### Work to complete
Copy each line of the records that includes "need".

### Given information
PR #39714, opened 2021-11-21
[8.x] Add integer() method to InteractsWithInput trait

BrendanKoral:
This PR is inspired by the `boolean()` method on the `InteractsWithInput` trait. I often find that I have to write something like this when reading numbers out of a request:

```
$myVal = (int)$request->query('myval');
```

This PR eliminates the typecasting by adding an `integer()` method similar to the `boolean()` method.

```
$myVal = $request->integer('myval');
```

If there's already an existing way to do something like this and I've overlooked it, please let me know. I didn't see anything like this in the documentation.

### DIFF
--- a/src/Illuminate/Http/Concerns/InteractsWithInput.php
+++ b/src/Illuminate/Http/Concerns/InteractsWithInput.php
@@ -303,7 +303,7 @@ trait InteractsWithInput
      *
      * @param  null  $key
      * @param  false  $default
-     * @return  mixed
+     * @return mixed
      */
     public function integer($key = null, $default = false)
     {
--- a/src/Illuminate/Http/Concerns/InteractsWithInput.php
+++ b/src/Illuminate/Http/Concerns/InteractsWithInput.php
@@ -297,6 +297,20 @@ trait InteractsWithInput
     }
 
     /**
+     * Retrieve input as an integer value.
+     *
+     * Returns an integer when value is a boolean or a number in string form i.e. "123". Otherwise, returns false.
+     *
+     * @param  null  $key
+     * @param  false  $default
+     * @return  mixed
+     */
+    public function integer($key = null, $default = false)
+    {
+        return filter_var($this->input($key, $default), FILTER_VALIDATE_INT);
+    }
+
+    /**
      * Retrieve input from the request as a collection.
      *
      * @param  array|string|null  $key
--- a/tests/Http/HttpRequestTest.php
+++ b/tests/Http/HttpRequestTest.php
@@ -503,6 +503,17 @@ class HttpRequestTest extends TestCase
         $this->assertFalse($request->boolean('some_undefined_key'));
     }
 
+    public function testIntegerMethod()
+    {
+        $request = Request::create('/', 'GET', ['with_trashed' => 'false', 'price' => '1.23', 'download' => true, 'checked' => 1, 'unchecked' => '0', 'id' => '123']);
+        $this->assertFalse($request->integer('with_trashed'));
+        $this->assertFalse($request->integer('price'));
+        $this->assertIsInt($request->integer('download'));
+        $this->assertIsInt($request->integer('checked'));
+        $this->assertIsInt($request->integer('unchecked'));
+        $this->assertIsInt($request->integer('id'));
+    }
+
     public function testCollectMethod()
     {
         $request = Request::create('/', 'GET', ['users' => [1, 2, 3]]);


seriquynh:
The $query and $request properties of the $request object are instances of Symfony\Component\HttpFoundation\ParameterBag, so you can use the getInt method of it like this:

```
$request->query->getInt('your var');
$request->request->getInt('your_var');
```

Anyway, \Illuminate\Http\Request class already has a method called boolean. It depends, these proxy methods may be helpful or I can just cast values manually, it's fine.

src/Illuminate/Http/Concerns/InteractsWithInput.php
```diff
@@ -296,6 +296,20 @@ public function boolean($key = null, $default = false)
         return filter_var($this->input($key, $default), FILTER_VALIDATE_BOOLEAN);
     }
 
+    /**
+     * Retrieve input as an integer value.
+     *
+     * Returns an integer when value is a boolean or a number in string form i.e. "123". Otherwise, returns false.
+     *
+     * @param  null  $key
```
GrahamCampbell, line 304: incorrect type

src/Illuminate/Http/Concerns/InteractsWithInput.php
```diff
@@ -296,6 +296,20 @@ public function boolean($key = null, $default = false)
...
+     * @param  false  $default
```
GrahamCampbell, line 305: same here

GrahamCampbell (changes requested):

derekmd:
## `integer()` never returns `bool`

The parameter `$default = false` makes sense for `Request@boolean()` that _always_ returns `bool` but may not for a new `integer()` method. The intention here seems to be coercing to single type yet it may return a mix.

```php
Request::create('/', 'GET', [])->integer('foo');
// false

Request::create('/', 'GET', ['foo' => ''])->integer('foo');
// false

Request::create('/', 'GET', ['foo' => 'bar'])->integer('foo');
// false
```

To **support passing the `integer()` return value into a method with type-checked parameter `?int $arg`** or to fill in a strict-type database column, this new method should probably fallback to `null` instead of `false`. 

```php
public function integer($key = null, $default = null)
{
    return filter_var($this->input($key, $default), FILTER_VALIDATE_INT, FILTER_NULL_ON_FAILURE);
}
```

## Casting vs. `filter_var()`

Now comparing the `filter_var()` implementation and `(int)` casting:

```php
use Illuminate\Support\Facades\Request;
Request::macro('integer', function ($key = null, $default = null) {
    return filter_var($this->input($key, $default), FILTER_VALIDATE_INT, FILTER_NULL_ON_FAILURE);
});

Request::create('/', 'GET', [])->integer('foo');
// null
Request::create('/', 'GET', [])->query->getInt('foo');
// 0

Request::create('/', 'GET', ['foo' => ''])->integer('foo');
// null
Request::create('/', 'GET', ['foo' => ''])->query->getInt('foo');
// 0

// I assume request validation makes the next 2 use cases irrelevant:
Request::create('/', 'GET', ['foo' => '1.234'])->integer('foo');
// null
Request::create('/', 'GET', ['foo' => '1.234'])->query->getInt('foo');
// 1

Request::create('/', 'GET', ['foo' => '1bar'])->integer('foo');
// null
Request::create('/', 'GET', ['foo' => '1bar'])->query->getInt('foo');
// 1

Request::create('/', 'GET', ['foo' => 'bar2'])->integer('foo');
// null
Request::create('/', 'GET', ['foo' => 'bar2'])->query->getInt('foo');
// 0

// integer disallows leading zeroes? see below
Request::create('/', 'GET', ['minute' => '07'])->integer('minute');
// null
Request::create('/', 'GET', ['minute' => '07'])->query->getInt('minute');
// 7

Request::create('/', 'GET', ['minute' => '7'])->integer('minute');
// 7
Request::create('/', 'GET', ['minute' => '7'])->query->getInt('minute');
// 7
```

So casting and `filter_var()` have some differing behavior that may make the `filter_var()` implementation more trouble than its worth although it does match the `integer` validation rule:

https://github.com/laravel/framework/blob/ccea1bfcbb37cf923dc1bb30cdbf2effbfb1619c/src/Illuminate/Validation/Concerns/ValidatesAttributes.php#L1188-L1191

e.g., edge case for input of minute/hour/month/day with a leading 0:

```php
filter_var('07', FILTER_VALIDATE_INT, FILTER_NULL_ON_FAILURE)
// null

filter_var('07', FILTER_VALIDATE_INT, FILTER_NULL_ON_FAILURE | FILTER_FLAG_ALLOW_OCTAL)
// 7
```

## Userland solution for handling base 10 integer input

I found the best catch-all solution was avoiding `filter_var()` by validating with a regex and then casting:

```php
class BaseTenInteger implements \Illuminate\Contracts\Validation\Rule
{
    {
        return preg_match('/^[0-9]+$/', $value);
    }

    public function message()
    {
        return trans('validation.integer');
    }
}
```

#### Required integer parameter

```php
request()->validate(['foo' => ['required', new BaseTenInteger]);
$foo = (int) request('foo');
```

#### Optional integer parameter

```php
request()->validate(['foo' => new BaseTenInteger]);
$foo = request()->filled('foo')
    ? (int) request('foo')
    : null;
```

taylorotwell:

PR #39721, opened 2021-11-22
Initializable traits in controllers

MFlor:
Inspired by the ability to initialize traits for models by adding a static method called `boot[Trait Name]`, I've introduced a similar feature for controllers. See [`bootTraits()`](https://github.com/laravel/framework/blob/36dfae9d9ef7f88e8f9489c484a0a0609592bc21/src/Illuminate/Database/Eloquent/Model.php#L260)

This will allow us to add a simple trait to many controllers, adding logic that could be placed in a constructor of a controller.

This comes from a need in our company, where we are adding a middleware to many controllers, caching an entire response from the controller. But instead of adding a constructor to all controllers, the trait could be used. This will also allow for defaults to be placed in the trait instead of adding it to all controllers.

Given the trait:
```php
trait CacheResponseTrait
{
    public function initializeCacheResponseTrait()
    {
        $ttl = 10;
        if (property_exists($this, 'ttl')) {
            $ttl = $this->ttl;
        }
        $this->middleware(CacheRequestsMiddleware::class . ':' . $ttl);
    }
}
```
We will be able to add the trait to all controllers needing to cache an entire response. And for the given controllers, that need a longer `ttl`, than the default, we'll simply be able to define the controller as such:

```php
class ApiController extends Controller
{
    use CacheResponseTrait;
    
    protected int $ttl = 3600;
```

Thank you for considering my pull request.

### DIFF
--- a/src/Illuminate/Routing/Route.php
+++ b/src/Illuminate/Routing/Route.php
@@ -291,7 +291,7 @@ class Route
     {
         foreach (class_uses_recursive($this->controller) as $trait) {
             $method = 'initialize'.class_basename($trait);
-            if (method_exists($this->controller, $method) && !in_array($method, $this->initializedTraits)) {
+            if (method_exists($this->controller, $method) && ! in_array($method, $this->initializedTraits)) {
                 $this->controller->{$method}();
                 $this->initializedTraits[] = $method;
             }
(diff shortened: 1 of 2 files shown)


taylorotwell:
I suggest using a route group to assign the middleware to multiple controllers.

### Your response
This comes from a need in our company, where we are adding a middleware to many controllers, caching an entire response from the controller. But instead of adding a constructor to all controllers, the trait could be used. This will also allow for defaults to be placed in the trait instead of adding it to all controllers.
We will be able to add the trait to all controllers needing to cache an entire response. And for the given controllers, that need a longer `ttl`, than the default, we'll simply be able to define the controller as such:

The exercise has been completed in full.